Millions web users are daily exposed to viewing banner ads on the pages of Yandex’s sites. Advertisers on Yandex have an opportunity to show their ads only to that part of the viewer audience who are potentially interested in seeing them, people of a certain age or gender, for instance. To enable advertisers to target their ads to a specific audience, Yandex uses its own proprietary behavior analytics technology Crypta. This technology allows classify web users based on their online behavior.
Crypta is based on Yandex’s own machine learning method MatrixNet. For Crypta to be able to tell one age group from another or men from women, it had to learn by example. Actually, by thousands of examples. These samples were depersonalized information about web users’ age and gender sourced from social networking website for professionals MoiKrug (My Circle) — this data appeared to be reliable since people are likely to be truthful about their personal details in a work-related context. To verify the data from MoiKrug, the age and gender information for each user was cross checked with the information they provided in their personal profile on Yandex. The cross checking sieved through about one million profiles whose information appeared to be sufficiently reliable.
After that, Crypta was fed the information about online behavior of the users whose personal details in their profiles were determined reliable. The information about users’ online behavior included, among other things, length of search queries, presence of certain search terms, activity periods during the past 24 hours etc. Both the users’ demographics and the information about their online behavior were used for training Crypta’s classifying algorithm.
Using the sourced data about web users’ age and gender and their online behavior, Crypta’s developers created two samples: the learning sample containing the information about 700,000 web users and the test sample with the information about 300,000 of them. Based on the learning sample, Crypta found 300 most essential factors for age or gender identification and assigned weights to each of them.
The testing sample was designed to see how well Crypta has learnt. To check how well the algorithm can determine the user’s age and gender, it was exposed to the test sample with the data about the users’ age and gender removed. Crypta determined the degree of probability for each user to be either a man or a woman belonging to one of the five age groups. Then, Crypta’s developers compared the results with the available data and improved the learning algorithm. After some more testing and tweaking the technology was implemented on Yandex.
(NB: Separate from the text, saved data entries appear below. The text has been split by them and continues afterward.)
PR #5662, opened 2025-02-21
feat: fee tracker ES for BTC

marcellorigotti:
# Pull Request

Closes: PRO-1322

## Checklist

## Summary

Added the fee electoral system for btc

### DIFF
--- a/engine/src/witness/btc_e.rs
+++ b/engine/src/witness/btc_e.rs
@@ -43,7 +43,7 @@ use anyhow::Result;
 
 use sp_core::H256;
 use state_chain_runtime::chainflip::bitcoin_elections::{
-	BitcoinEgressWitnessingES, BitcoinVaultDepositWitnessingES,
+	BitcoinEgressWitnessingES, BitcoinFeeTracking, BitcoinVaultDepositWitnessingES,
 };
 use std::sync::Arc;
 
@@ -255,6 +255,26 @@ impl VoterApi<BitcoinEgressWitnessingES> for BitcoinEgressWitnessingVoter {
 }
 
 #[derive(Clone)]
+pub struct BitcoinFeeVoter {
+	client: BtcRetryRpcClient,
+}
+
+#[async_trait::async_trait]
+impl VoterApi<BitcoinFeeTracking> for crate::witness::btc_e::BitcoinFeeVoter {
+	async fn vote(
+		&self,
+		_settings: <BitcoinFeeTracking as ElectoralSystemTypes>::ElectoralSettings,
+		_properties: <BitcoinFeeTracking as ElectoralSystemTypes>::ElectionProperties,
+	) -> Result<Option<VoteOf<BitcoinFeeTracking>>, anyhow::Error> {
+		if let Some(fee) = self.client.next_block_fee_rate().await {
+			Ok(Some(fee))
+		} else {
+			Ok(None)
+		}
+	}
+}
+
+#[derive(Clone)]
 pub struct BitcoinLivenessVoter {
 	client: BtcRetryRpcClient,
 }
@@ -296,6 +316,7 @@ where
 						BitcoinDepositChannelWitnessingVoter { client: client.clone() },
 						BitcoinVaultDepositWitnessingVoter { client: client.clone() },
 						BitcoinEgressWitnessingVoter { client: client.clone() },
+						BitcoinFeeVoter { client: client.clone() },
 						BitcoinLivenessVoter { client },
 					)),
 				)
--- a/state-chain/pallets/cf-chain-tracking/src/lib.rs
+++ b/state-chain/pallets/cf-chain-tracking/src/lib.rs
@@ -178,11 +178,9 @@ impl<T: Config<I>, I: 'static> Pallet<T, I> {
 	}
 
 	pub fn inner_update_fee(new_fee: <T::TargetChain as Chain>::TrackedData) -> DispatchResult {
-		CurrentChainState::<T, I>::try_mutate::<_, Error<T, I>, _>(|previous_chain_state| {
+		CurrentChainState::<T, I>::mutate(|previous_chain_state| {
 			previous_chain_state.as_mut().expect(NO_CHAIN_STATE).tracked_data = new_fee;
-
-			Ok(())
-		})?;
+		});
 
 		Ok(())
 	}
--- a/state-chain/pallets/cf-chain-tracking/src/lib.rs
+++ b/state-chain/pallets/cf-chain-tracking/src/lib.rs
@@ -176,6 +176,21 @@ impl<T: Config<I>, I: 'static> Pallet<T, I> {
 
 		Ok(())
 	}
+
+	pub fn inner_update_fee(new_fee: <T::TargetChain as Chain>::TrackedData) -> DispatchResult {
+		CurrentChainState::<T, I>::try_mutate::<_, Error<T, I>, _>(|previous_chain_state| {
+			previous_chain_state
+				.as_mut()
+				.expect(
+					"Impossible to not have a value for chain tracking, check storage item docs",
+				)
+				.tracked_data = new_fee;
+
+			Ok(())
+		})?;
+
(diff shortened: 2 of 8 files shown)


engine/src/witness/btc_e.rs
```diff
@@ -254,6 +255,28 @@ impl VoterApi<BitcoinEgressWitnessingES> for BitcoinEgressWitnessingVoter {
...
+}
+
+#[async_trait::async_trait]
+impl VoterApi<BitcoinFeeTracking> for crate::witness::btc_e::BitcoinFeeVoter {
+	async fn vote(
+		&self,
+		_settings: <BitcoinFeeTracking as ElectoralSystemTypes>::ElectoralSettings,
+		_properties: <BitcoinFeeTracking as ElectoralSystemTypes>::ElectionProperties,
+	) -> Result<Option<VoteOf<BitcoinFeeTracking>>, anyhow::Error> {
+		if let Some(fee) = self.client.next_block_fee_rate().await {
```
kylezs, line 270: We don't want to use an infinite request here (at least make a comment to be addressed in the other issue)

engine/src/witness/btc_e.rs
```diff
@@ -254,6 +255,28 @@ impl VoterApi<BitcoinEgressWitnessingES> for BitcoinEgressWitnessingVoter {
...
+			warn!("Fee are: {fee:#?}");
```
kylezs, line 271: warns can be removed?

engine/src/witness/btc_e.rs
kylezs: This is actually different to the current implementation.

If the estimate_smart_fee returns None (which is possible at times during low number of txs in blocks / mempool), then we should fallback to useing `average_block_fee_rate`

Here's current implementation:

When selecting a certain group in the entire Yandex user audience, the company’s behavior analytics technology allows determine user’s gender with a 74% probability, which is 50% more accurate than a wild guess. Users belonging to the largest age group from 25 to 34 years old, for instance, get identified with a 45% probability, which is 100% more accurate than random guessing. Demographic accuracy for behavior targeting to smaller audiences is even higher. Behavior targeting to half of Yandex’s user audience, for instance, identifies users’ gender with probability as high as 85%, while their belonging to the largest age group is determined with a 52% probability.
Crypta continually keeps its knowledge updated. It processes and updates information about virtually every Yandex user on a daily basis.
This technology is capable of learning how to differentiate users based on something other than their gender or age. Crypta is insensitive to features or interests web users share offline. But if they display common patterns in their online behavior, Crypta can group them together or differentiate them from other groups.